Das Buch wirft einen direkt in diese warme, lebendige Inselwelt und begleitet eine Protagonistin, die genauso menschlich und unperfekt ist wie wir alle. Ratliffs Erzählstil ist locker, frisch und punktet mit viel Humor, ohne dabei oberflächlich zu wirken. Besonders gefallen hat mir, wie sie trotz leichter Kulisse starke Emotionalität transportiert, auf eine Art, die nicht kitschig rüberkommt. Kole selbst ist kein stereotypischer Traumtyp, sondern ein Charakter mit Ecken und Kanten, was die ganze Geschichte authentisch macht.
Klar, ein paar Überraschungen sind vorhersehbar, und manchmal hätte ich mir noch ein bisschen mehr Tiefe bei manchen Nebenfiguren gewünscht – dennoch überwiegt das positive Gefühl.
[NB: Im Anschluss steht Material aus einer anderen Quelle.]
PR #5620, opened 2018-07-16
Link to AMO experience survey

kumar303:
Fixes https://github.com/mozilla/addons-frontend/issues/5438

I had to change the headers on all pages and this revealed a couple inconsistencies (error pages, user profile, collections) which are now fixed.

screenshot 2018-07-16 16 15 19
screenshot 2018-07-16 16 15 33


src/core/reducers/survey.js
```diff
@@ -0,0 +1,45 @@
...
+
+export type SurveyState = {|
+  wasDismissed: boolean,
+|};
+
+export const initialState = {
+  wasDismissed: false,
+};
+
+type DismissSurveyAction = {|
```
bobsilverberg: It's consistent throughout the file, and it's a nice short name, but at first glance it seems like these actions affect a "Survey", whereas they really affect a `SurveyNotice`. We're not showing and dismissing a survey, we're showing and dismissing a notice. Maybe the names should be changed to be clearer, or maybe that just adds unnecessary letters.

src/disco/store.js
```diff
@@ -30,6 +31,7 @@ export default function createStore({
       infoDialog,
       redirectTo,
       routing,
+      survey,
```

Die Story nimmt dich mit auf eine kleine Reise, die nicht nur von Sonne, Strand und Liebe handelt, sondern auch davon, wie man lernt, das Unerwartete zu umarmen.
Wenn du Lust hast auf eine lockere, charmante Geschichte mit Herz und einer Prise Chaos, dann schnapp dir „Hawaii“ und genieße den Trip. Für alle, die gern mal für ein paar Stunden dem Alltag entfliehen wollen, genau das Richtige.
4 von 5 Sternen – weil es einfach Spaß macht und sich warm anfühlt, auch wenn nicht alles ganz rund läuft.